BlueScope Steel posts highest first-half profit in 20 years
Last week’s announcements by Origin Energy of an early closure of its Eraring coal-fired power station in New South Wales, and the proposed takeover of AGL Energy by a consortium including tech billionaire Mike Cannon-Brookes to close coal-fired power plants earlier than expected, brought more uncertainty, he said.
“All we’re asking for is an orderly transition. None of us are deniers,” Vassella said. “It’s not obvious to me that there is a solution that would get us (Australia) through some of these closures. It probably made me a little more nervous,” he said.
The company will pay its biggest dividend in the first half and step up a share buyback program of another $700 million as it is flooded with cash, even though it has a total of $1.9 billion in investment plans. expansion nearing completion or in feasibility study.
Vassella said demand during the middle of December was very strong, even though there were significant disruptions to supply chains and shipping caused by COVID-19. In Australia, where the group’s flagship product for housing construction is Colorbond roofing, it has just raised prices by 6 to 8%, starting this month.
“We imposed price increases,” he said.
BlueScope said net income after tax was $1.64 billion, an increase of $1.31 billion from the prior December half.
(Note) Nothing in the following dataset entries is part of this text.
PR #2111, opened 2026-08-29
CommaSeparatedToMultivaluedMetadata: replace quadratic token append with a single bulk write

abhinav-phi:
## Summary

`CommaSeparatedToMultivaluedMetadata` splits a single metadata value containing comma separated entries into multiple values for the same key, but it did so by calling `Metadata.addValue(key, token)` once per token. `addValue` grows the underlying array by one on every call — allocating a new array and copying all previously stored values — so a value with *n* tokens costs 1 + 2 + ... + n = **n(n+1)/2 array copies**. This is quadratic in the length of the value: a keyword tag string of tens of thousands of tokens blocks the parser bolt for over a second on a single metadata entry, and the cost scales with the square of `http.content.limit`.

### Changes

**1. `CommaSeparatedToMultivaluedMetadata` — single bulk write**

The filter now splits the value, drops blank tokens (the behaviour `Metadata.addValue` had), and stores everything with one `Metadata.setValues(key, values)` call, which does not copy per token. Appending one token at a time copies the whole array for every token; writing the complete array once does not.

**2. New optional `maxTokens` parameter**

Since a page can influence the content it gets parsed, an unbounded split lets a page generate an unbounded amount of metadata. The number of values produced from a single entry is now capped at `maxTokens` (128 by default, configurable per filter config); when the cap is exceeded the first `maxTokens` values are kept, the rest are dropped, and a warning is logged with the key and the counts (the raw value is not logged, it can be huge).

The cap is applied **after** blank tokens are dropped, so it counts real values: with `maxTokens: 2` and the value `",,,a,b,c"` the result is `[a, b]`, matching what the old code would have kept.

**3. `Metadata.addValues(String, String[])` — append with a single array copy**

`addValues` appended the new values with one `addValue` call per element. When the key already has values, it now allocates one array of the final size and does two `System.arraycopy` calls. The `values == null || values.length == 0` and absent-key cases are unchanged.

Note on semantics: previously, appending to an *existing* key skipped blank values (because it went through `addValue`), while setting the values of an *absent* key stored blanks as-is. `addValues` now treats both cases the same and stores blanks either way; `addValue` keeps its blank-skipping behaviour for single values.

### Performance

Measured with the reproduction from the issue (`CountingMetadata` counting `addValue` calls; 32768 tokens, 65535 chars, one warm-up round discarded, `-Xmx4g`, JDK 25):

| | before | after |
|---|---|---|
| 32768 tokens (cold run) | 1223 ms | 272 ms |
| 32768 tokens (warm runs) | ~1200 ms | ~30 ms |
| `addValue` calls for 1000 tokens | 1000 | 0 |

### Testing

- New unit test `CommaSeparatedToMultivaluedMetadataTest`: bulk-append assertion (≤ 1 `addValue` call for 1000 tokens), timing at 32768 tokens, blank-token handling, cap applied after blank filtering, default cap trimming a 200-token value to 128.
- Existing `CSVMetadataFilterTest` (8 keyword values through the parser bolt) still passes.
- `mvn -pl core clean test`: 419 tests, 0 failures, 0 errors.
- `mvn checkstyle:check test-compile` across the reactor: clean.

### Docs

The `maxTokens` parameter and default are documented in the filter's javadoc and in the CommaSeparatedToMultivaluedMetadata entry of `docs/src/main/asciidoc/internals.adoc`.

### DIFF
--- a/core/src/main/java/org/apache/stormcrawler/parse/filter/CommaSeparatedToMultivaluedMetadata.java
+++ b/core/src/main/java/org/apache/stormcrawler/parse/filter/CommaSeparatedToMultivaluedMetadata.java
@@ -19,7 +19,6 @@ package org.apache.stormcrawler.parse.filter;
 
 import com.fasterxml.jackson.databind.JsonNode;
 import java.util.ArrayList;
-import java.util.Arrays;
 import java.util.HashSet;
 import java.util.List;
 import java.util.Map;
@@ -35,7 +34,8 @@ import org.w3c.dom.DocumentFragment;
 
 /**
  * Rewrites single metadata containing comma separated values into multiple values for the same key,
- * useful for instance for keyword tags.
+ * useful for instance for keyword tags. The number of values produced from a single entry is
+ * bounded by the optional {@code maxTokens} parameter, 128 by default.
  */
 public class CommaSeparatedToMultivaluedMetadata extends ParseFilter {
 
@@ -43,11 +43,10 @@ public class CommaSeparatedToMultivaluedMetadata extends ParseFilter {
             LoggerFactory.getLogger(CommaSeparatedToMultivaluedMetadata.class);
 
     /**
-     * Default upper bound on the number of tokens a single value is split into. It is above what a
-     * page fetched with the archetype's default 65536 byte http.content.limit can produce, yet
-     * bounds the metadata a page can generate when the content limit is raised.
+     * Default upper bound on the number of values a single comma separated entry can produce, so
+     * that a page cannot generate an unbounded amount of metadata.
      */
-    private static final int MAX_TOKENS_DEFAULT = 65536;
+    private static final int MAX_TOKENS_DEFAULT = 128;
 
     private final Set<String> keys = new HashSet<>();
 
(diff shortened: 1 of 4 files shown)


core/src/main/java/org/apache/stormcrawler/parse/filter/CommaSeparatedToMultivaluedMetadata.java
```diff
@@ -60,9 +83,23 @@ public void filter(String url, byte[] content, DocumentFragment doc, ParseResult
             }
             m.remove(key);
             String[] tokens = val.split(" *, *");
+            if (tokens.length > maxTokens) {
```
dpol1: The cap runs before blanks are filtered, so with a low cap `,,,a` loses the real token where the old code kept it - was that intended? Dropping blanks first would avoid it.

dpol1 (commented):
The O(n²) fix looks right - I checked blanks, all-blank values and locked metadata against the old path and behaviour matches. Curious about the cap though: #2107 didn't ask for one and `maxTokens` isn't documented anywhere. Do we want it in this PR? Happy either way - if it stays, a docs line plus the inline point; if not, the PR gets simpler.

core/src/main/java/org/apache/stormcrawler/parse/filter/CommaSeparatedToMultivaluedMetadata.java
```diff
@@ -33,8 +39,20 @@
...
 
+    private static final Logger LOG =
+            LoggerFactory.getLogger(CommaSeparatedToMultivaluedMetadata.class);
+
+    /**
+     * Default upper bound on the number of tokens a single value is split into. It is above what a
+     * page fetched with the archetype's default 65536 byte http.content.limit can produce, yet
+     * bounds the metadata a page can generate when the content limit is raised.
+     */
+    private static final int MAX_TOKENS_DEFAULT = 65536;
```
jnioche: this is ridiculously high. I am not against setting a max number of tokens if we are paranoid about websites generating a ludicrous amount of data to trip the crawler but this value is too large to be really useful and also introduces confusion as it refers to a limit which is expressed by bytes, not token count.
Please add this new behaviour to the documentation + have a default of 64 or 128 but not more.
Also would be good to remove the confusing reference to http.content.limit.
Thanks!

jnioche (changes requested):

dpol1 (approved):
lgtm

jnioche (approved):
thanks @abhinav-phi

It will pay its more than 70,000 shareholders a non-franked interim dividend of 25¢ per share.
Underlying earnings before interest and taxes reached a record $2.2 billion for the six months ended Dec. 31, an increase of $1.67 billion from a year earlier.
Mr Vassella said the group was heading towards a full feasibility study for a potential reline of one of the blast furnaces at its Port Kembla steelworks in New South Wales, and the cost had risen to £1bn. dollars, down from a previous bracket of between $700 and $800. million.
He said the higher cost estimate stemmed from an expanded scope, including environmental improvements, and more accurate costing of the work required.
He intends to reline the No. 6 blast furnace at Port Kembla, which is currently mothballed, saying it is the safest course of action as green steel technologies are not not yet fully commercially viable and may not be until the 2040s.
“This project is designed to build a bridge to a low-carbon future,” he said.
The group’s North Star steel mill in Ohio in the United States was again the star in the December half, generating an EBIT of $1.23 billion. A more than $1 billion expansion of this plant is in its final stages and will be operational by the middle of the year. Inflation in the United States and the acceleration of the project’s deployment mean that the final cost is approximately 10% higher than the initial forecast.
Australian operations increased EBIT by 165% to $688 million.
BlueScope has also been on the path to an acquisition to bolster its North American operations, announcing in early November that it would pay $240 million ($324 million) for a scrap metal recycling business in the United States, which is already one of the main suppliers of raw materials. for the North Star steel mill in Ohio.
MetalX operates two scrap facilities in Indiana and Ohio, and will help provide security of supply and competitiveness at the North Star facility, currently in the final stages of a $1 billion expansion. BlueScope has rebranded this business as BlueScope Recycling.
BlueScope was spun off from BHP in 2002 to become a stand-alone steel company.